PR #1376, opened 2022-05-06
[Slot] Fix children expectation when using `Slottable`

### LINKED ISSUE #1261: [Slot] `Slottable` not working as expected
See https://github.com/radix-ui/primitives/discussions/1255

benoitgrelard:
Fixes #1261

### DIFF
--- a/packages/react/slot/src/Slot.stories.tsx
+++ b/packages/react/slot/src/Slot.stories.tsx
@@ -57,22 +57,22 @@ export const ButtonAsLink = () => (
   <>
     <h1>Button with left/right icons</h1>
     <Button
-      iconLeft={<FakeIcon color="tomato" />}
-      iconRight={<FakeIcon color="royalblue" />}
+      iconLeft={<MockIcon color="tomato" />}
+      iconRight={<MockIcon color="royalblue" />}
       ref={console.log}
     >
-      Click <em>me</em>!
+      Button <em>text</em>
     </Button>
 
     <h1>Button with left/right icons as link (asChild)</h1>
     <Button
       asChild
-      iconLeft={<FakeIcon color="tomato" />}
-      iconRight={<FakeIcon color="royalblue" />}
+      iconLeft={<MockIcon color="tomato" />}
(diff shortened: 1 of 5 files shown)


benoitgrelard:
Looks like that broke a few chromatic tests, looking into it.

packages/react/slot/src/Slot.tsx
```diff
@@ -11,20 +11,29 @@ interface SlotProps extends React.HTMLAttributes<HTMLElement> {
...
+
+  if (slottable) {
+    const newElement = slottable.props.children;
+    const newChildren = childrenArray.map((child) => {
+      if (child === slottable) {
+        const slottableChildren = slottable.props.children as React.ReactNode;
+        if (React.Children.count(slottableChildren) > 1) return React.Children.only(null);
+        return React.isValidElement(slottableChildren)
+          ? (slottableChildren.props.children as React.ReactNode)
+          : null;
```
andy-hook, line 25: Is it worth us providing some comments to explain the flow here? the children of children is a bit of a mind bender without context. Hard to know if I'm finding it easier to follow simply because I already have that context.

benoitgrelard: I've added comment but also re-wrote it a bit which I think makes it easier to read.
Let me know your thoughts: https://github.com/radix-ui/primitives/pull/1376/commits/cb531c0c3faf85ae0e6efa4d872fcc4d9f88475d

packages/react/slot/src/Slot.stories.tsx
```diff
@@ -53,6 +53,31 @@ export const WithComposedEvents = () => (
   </>
 );
 
+export const ButtonAsLink = () => (
+  <>
+    <h1>Button with left/right icons</h1>
+    <Button
+      iconLeft={<FakeIcon color="tomato" />}
+      iconRight={<FakeIcon color="royalblue" />}
+      ref={console.log}
```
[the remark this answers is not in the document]
andy-hook: Ah, makes sense 👍

andy-hook (approved):

PR #1378, opened 2022-05-09
[core/primitive] React 18 – Flush discrete `CustomEvent` dispatch calls

andy-hook:
Fixes https://github.com/radix-ui/primitives/issues/1287
Supersedes https://github.com/radix-ui/primitives/pull/1292

Big thanks to @Andarist for providing great insight into a resolution. This change is mostly equivalent though with the additional goal of providing a clear heuristic for when this is necessary and applying the change to all applicable code.

### Context
One of the core changes in React 18 is the introduction of consistent batching across all event handlers, this differs from 17 where only certain events would be subject to batching. As a result, certain state updates are now batched where before they were not, creating issues like those seen in https://github.com/radix-ui/primitives/issues/1287

### Event priorities
React [assigns priorities](https://github.com/facebook/react/blob/a8a4742f1c54493df00da648a3f9d26e3db9c8b5/packages/react-dom/src/events/ReactDOMEventListener.js#L294-L350) to updates based on the type of user interaction (`discrete`, `continuous`, `default`), `discrete` is an important distinction as it allows updates from those handlers to be made immediately. As stated in https://github.com/radix-ui/primitives/pull/1292#issuecomment-1091983795 the way that React determines this priority is by usage of `window.event`.

Because custom event types are unable to be assessed in this way, they fall through to `default`. In most cases this wouldn’t be a problem, but in the case of `ContextMenu` our code structure is such that there is an implicit expectation for one update to commit before another. 

### Why this can be problematic
In the case of `ContextMenu`, the incorrect behaviour is caused by the unexpected batching of updates in `pointerdown` and `contextmenu`, while the execution order remains correct (`pointerdown` -> `contextmenu`), the resulting state change is batched in 18, resulting in no update  to `open`. As the [effect cleanup](https://github.com/radix-ui/primitives/blob/f2d50b0d310fbe2168333ceff95c7f43133fe7f0/packages/react/use-body-pointer-events/src/useBodyPointerEvents.tsx#L32-L57) is no longer cycled by moving through `false` -> `true` `pointer-events: none;` does not get removed and our handler in  `contextmenu` is blocked.

You can see and compare the behaviour in [this example](https://codesandbox.io/s/batching-simple-euprqh?file=/src/App.js).  

### A heuristic for consistency
Given our understanding of how React splits priorities for updates, and that the intention for immediate user interaction i.e. `discrete` events is to not defer, `dispatchDiscreteCustomEvent` should be used whenever a custom event type is dispatched from a `discrete` handler. This is the [recommendation](https://twitter.com/dan_abramov/status/1509543312427991046?s=20&t=Uzu2oiNruibt3QnSvK_Xvw) from the core team.

Internal p riorities for these types [can be found here](https://github.com/facebook/react/blob/a8a4742f1c54493df00da648a3f9d26e3db9c8b5/packages/react-dom/src/events/ReactDOMEventListener.js#L294-L350)

### Use of `Event` vs `CustomEvent`

I’ve changed every usage of the the `Event` constructor to be `CustomEvent` when a custom type is provided, this is a style change as either constructor is susceptible (it’s important to remember priority is inferred by the type passed, not which constructor used) the hope being that staying consistent will make deciding when to use `dispatchDiscreteCustomEvent` easier.

  e.g. 
```jsx
//   dispatching a click
  target.dispatchEvent(new Event(‘click’))
  
  //     dispatching a custom type
  target.dispatchEvent(new CustomEvent(‘customType’))
  
  //       dispatching a custom type within a discrete handler
  onPointerDown={(e) => dispatchDiscreteCustomEvent(e.target, new CustomEvent(‘customType’))}
```

### DIFF
--- a/.yarn/versions/ce619930.yml
+++ b/.yarn/versions/ce619930.yml
@@ -1,24 +1,33 @@
 releases:
-  "@radix-ui/primitive": patch
+  "@radix-ui/react-accessible-icon": patch
   "@radix-ui/react-accordion": patch
   "@radix-ui/react-alert-dialog": patch
+  "@radix-ui/react-announce": patch
+  "@radix-ui/react-arrow": patch
+  "@radix-ui/react-aspect-ratio": patch
   "@radix-ui/react-avatar": patch
   "@radix-ui/react-checkbox": patch
   "@radix-ui/react-collapsible": patch
+  "@radix-ui/react-collection": patch
   "@radix-ui/react-context-menu": patch
   "@radix-ui/react-dialog": patch
   "@radix-ui/react-dismissable-layer": patch
   "@radix-ui/react-dropdown-menu": patch
   "@radix-ui/react-focus-scope": patch
   "@radix-ui/react-hover-card": patch
+  "@radix-ui/react-label": patch
   "@radix-ui/react-menu": patch
   "@radix-ui/react-navigation-menu": patch
   "@radix-ui/react-popover": patch
   "@radix-ui/react-popper": patch
+  "@radix-ui/react-portal": patch
+  "@radix-ui/react-primitive": patch
+  "@radix-ui/react-progress": patch
   "@radix-ui/react-radio-group": patch
   "@radix-ui/react-roving-focus": patch
   "@radix-ui/react-scroll-area": patch
   "@radix-ui/react-select": patch
+  "@radix-ui/react-separator": patch
   "@radix-ui/react-slider": patch
   "@radix-ui/react-switch": patch
   "@radix-ui/react-tabs": patch
@@ -27,6 +36,8 @@ releases:
   "@radix-ui/react-toggle-group": patch
   "@radix-ui/react-toolbar": patch
   "@radix-ui/react-tooltip": patch
+  "@radix-ui/react-visually-hidden": patch
 
 declined:
   - primitives
+  - "@radix-ui/primitive"
--- a/.yarn/versions/ce619930.yml
+++ b/.yarn/versions/ce619930.yml
@@ -1,0 +1,32 @@
+releases:
+  "@radix-ui/primitive": patch
+  "@radix-ui/react-accordion": patch
+  "@radix-ui/react-alert-dialog": patch
+  "@radix-ui/react-avatar": patch
+  "@radix-ui/react-checkbox": patch
+  "@radix-ui/react-collapsible": patch
+  "@radix-ui/react-context-menu": patch
+  "@radix-ui/react-dialog": patch
+  "@radix-ui/react-dismissable-layer": patch
+  "@radix-ui/react-dropdown-menu": patch
+  "@radix-ui/react-focus-scope": patch
+  "@radix-ui/react-hover-card": patch
+  "@radix-ui/react-menu": patch
+  "@radix-ui/react-navigation-menu": patch
+  "@radix-ui/react-popover": patch
+  "@radix-ui/react-popper": patch
+  "@radix-ui/react-radio-group": patch
+  "@radix-ui/react-roving-focus": patch
+  "@radix-ui/react-scroll-area": patch
+  "@radix-ui/react-select": patch
+  "@radix-ui/react-slider": patch
+  "@radix-ui/react-switch": patch
+  "@radix-ui/react-tabs": patch
+  "@radix-ui/react-toast": patch
+  "@radix-ui/react-toggle": patch
+  "@radix-ui/react-toggle-group": patch
+  "@radix-ui/react-toolbar": patch
+  "@radix-ui/react-tooltip": patch
+
+declined:
+  - primitives
--- a/cypress/integration/ContextMenu.spec.ts
+++ b/cypress/integration/ContextMenu.spec.ts
@@ -6,7 +6,7 @@ describe('ContextMenu', () => {
     });
 
     describe('when using pointer', () => {
-      it.skip('should close open submenus and reopen the root menu when right clicking trigger', () => {
+      it('should close open submenus and reopen the root menu when right clicking trigger', () => {
         pointerOver('Bookmarks →');
         cy.findByText('Inbox').should('be.visible');
         cy.findByText('Right Click Here').rightclick({ force: true });
--- a/packages/core/primitive/src/primitive.tsx
+++ b/packages/core/primitive/src/primitive.tsx
@@ -6,7 +6,7 @@ function composeEventHandlers<E>(
   return function handleEvent(event: E) {
     originalEventHandler?.(event);
 
-    if (checkForDefaultPrevented === false || !(event as unknown as Event).defaultPrevented) {
+    if (checkForDefaultPrevented === false || !((event as unknown) as Event).defaultPrevented) {
       return ourEventHandler?.(event);
     }
   };
--- a/packages/core/primitive/src/primitive.tsx
+++ b/packages/core/primitive/src/primitive.tsx
@@ -1,3 +1,9 @@
+import * as ReactDOM from 'react-dom';
+
+function dispatchDiscreteCustomEvent(target: Document | HTMLElement, event: CustomEvent) {
+  ReactDOM.flushSync(() => target.dispatchEvent(event));
+}
+
 function composeEventHandlers<E>(
   originalEventHandler?: (event: E) => void,
   ourEventHandler?: (event: E) => void,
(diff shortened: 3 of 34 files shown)


packages/core/primitive/src/primitive.tsx
```diff
@@ -1,3 +1,5 @@
+import * as ReactDOM from 'react-dom';
```
andy-hook, line 1: I put this inside of the `core/primitive` package to colocate with the other event helper, do we feel that's the right place for it given the new deps which are react specific? would `react/primitive` be better?

packages/react/dismissable-layer/src/DismissableLayer.tsx
```diff
@@ -269,19 +273,19 @@ function useFocusOutside(onFocusOutside?: (event: FocusOutsideEvent) => void) {
 }
 
 function dispatchUpdate() {
-  const event = new Event(CONTEXT_UPDATE);
+  const event = new CustomEvent(CONTEXT_UPDATE);
```
andy-hook, line 276: > I’ve changed every usage of the the Event constructor to be CustomEvent when a custom type is provided, this is a style change as either constructor is susceptible (it’s important to remember priority is inferred by the type passed, not which constructor used) the hope being that staying consistent will make deciding when to use dispatchDiscreteCustomEvent easier.

Interested for feedback on this, my understand is that these are equivalent aside from the optional `detail`, so I figured using `CustomEvent` for anything custom would make reasoning easier.

packages/core/primitive/src/primitive.tsx
benoitgrelard: Yeah I think `react/primitive` might make more sense for that reason.

packages/core/primitive/src/primitive.tsx
```diff
@@ -18,4 +14,37 @@ function composeEventHandlers<E>(
...
 
+/**
+ * Flush custom event dispatch
+ * https://github.com/radix-ui/primitives/pull/1378
+ *
+ * React batches *all* event handlers since version 18, this introduces certain considerations when using custom event types.
+ *
+ * Internally, React prioritises events in the following order:
+ *  - discrete
+ *  - continous
```
benoitgrelard, line 25:
```suggestion
 *  - continuous
```

packages/core/primitive/src/primitive.tsx
```diff
@@ -18,4 +14,37 @@ function composeEventHandlers<E>(
...
+ * `discrete` is an  important distinction as updates within these events are applied immediately.
+ * React however, is not able to infer the priority of custom event types due to how they are detected internally.
+ * Because of this, it's possible for updates from custom events to be unexpectedly batched when
+ * dispatched by another `discrete` event.
+ *
+ * In order to ensure that updates from custom events are applied predictably, we need to manually flush the batch.
+ * This utility should be used when dispatching a custom event from within another `discrete` event, for example:
+ *
+ * dispatching a click event:
+ * target.dispatchEvent(new Event(‘click’))
```
benoitgrelard, line 37: Wouldn't this work automatically given that React would find that native type?

cypress/integration/ContextMenu.spec.ts
```diff
@@ -6,7 +6,7 @@ describe('ContextMenu', () => {
     });
 
     describe('when using pointer', () => {
-      it.skip('should close open submenus and reopen the root menu when right clicking trigger', () => {
+      it('should close open submenus and reopen the root menu when right clicking trigger', () => {
```
benoitgrelard, line 9: what happened here?

packages/react/avatar/package.json
```diff
@@ -23,7 +23,8 @@
     "@radix-ui/react-use-layout-effect": "workspace:*"
   },
   "peerDependencies": {
-    "react": "^16.8 || ^17.0 || ^18.0"
+    "react": "^16.8 || ^17.0 || ^18.0",
+    "react-dom": "^16.8 || ^17.0 || ^18.0"
```
benoitgrelard, line 27: Will have to re-review these with the change of package so I'm skipping for now.

packages/react/toast/src/Toast.tsx
```diff
@@ -471,10 +471,18 @@ const ToastImpl = React.forwardRef<ToastImplElement, ToastImplProps>(
                   const eventDetail = { originalEvent: event, delta };
                   if (hasSwipeMoveStarted) {
                     swipeDeltaRef.current = delta;
-                    dispatchCustomEvent(TOAST_SWIPE_MOVE, onSwipeMove, eventDetail);
+                    handleAndDispatchDiscreteCustomEvent(
```
benoitgrelard, line 474: haha, annoying 😀

packages/core/primitive/src/primitive.tsx
andy-hook: Yup, I was trying to show an example of when you would / wouldn't use this util

For example
- A known type 👎 
- A custom type called by a non-discrete event 👎 
- A custom type called by a discrete event 👍 

Perhaps I can make this clearer in the comment some how 🤔

cypress/integration/ContextMenu.spec.ts
andy-hook: We fixed the issue so the test can be re-introduced.

packages/core/primitive/src/primitive.tsx
benoitgrelard: oh right!!! I understand now.
Yeah I think we should re-write this a bit then because when reading this:

> This utility should be used when dispatching a custom event from within another `discrete` event, for example: 

I understood that all these should use it.

Perhaps as simple as being explicit and saying here's when you shouldn't do it, show the 2 first examples. Here's when you should do it (last example) with the descriptions you provided it's even better:

>A known type 👎
A custom type called by a non-discrete event 👎
A custom type called by a discrete event 👍

andy-hook: Hopefully this is a clearer now https://github.com/radix-ui/primitives/pull/1378/commits/9d35751ca74ca99444709bab9e4fc83e7b7c4e5d

.yarn/versions/ce619930.yml
```diff
@@ -0,0 +1,43 @@
+releases:
+  "@radix-ui/react-accessible-icon": patch
```
benoitgrelard, line 2: Just checking if you've re-run this from scratch after the updates on the packages?

packages/core/primitive/src/primitive.tsx
```diff
@@ -6,7 +6,7 @@ function composeEventHandlers<E>(
   return function handleEvent(event: E) {
     originalEventHandler?.(event);
 
-    if (checkForDefaultPrevented === false || !((event as unknown) as Event).defaultPrevented) {
+    if (checkForDefaultPrevented === false || !(event as unknown as Event).defaultPrevented) {
```
benoitgrelard, line 9: Ah I guess this change will trigger the changes in versions anyway so your versions are probably correct.

packages/react/collection/package.json
```diff
@@ -23,7 +23,8 @@
     "@radix-ui/react-slot": "workspace:*"
   },
   "peerDependencies": {
-    "react": "^16.8 || ^17.0 || ^18.0"
+    "react": "^16.8 || ^17.0 || ^18.0",
+    "react-dom": "^16.8 || ^17.0 || ^18.0"
```
benoitgrelard, line 27: Why does this one need it?

yarn.lock
```diff
@@ -3051,6 +3051,7 @@ __metadata:
     "@radix-ui/react-visually-hidden": "workspace:*"
   peerDependencies:
     react: ^16.8 || ^17.0 || ^18.0
+    react-dom: ^16.8 || ^17.0 || ^18.0
```
benoitgrelard, line 3054: re-ran `yarn` too?

packages/react/collection/package.json
andy-hook: It consumes types from `@radix-ui/react-primitive`, does it still apply in that case?

packages/core/primitive/src/primitive.tsx
andy-hook: In fact I'm going to revert it just to keep things simple.

packages/react/collection/package.json
benoitgrelard: I guess it still does by the definition of peer deps sadly…

benoitgrelard (approved):

Andarist:
A great level of detail has been added here in the description and in the comment in the code 👍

= = = =

**WORK TASK**
Which lines hold the word "navigation"? Return all of them from the records above.

**TASK OUTPUT**
   "@radix-ui/react-navigation-menu": patch
+  "@radix-ui/react-navigation-menu": patch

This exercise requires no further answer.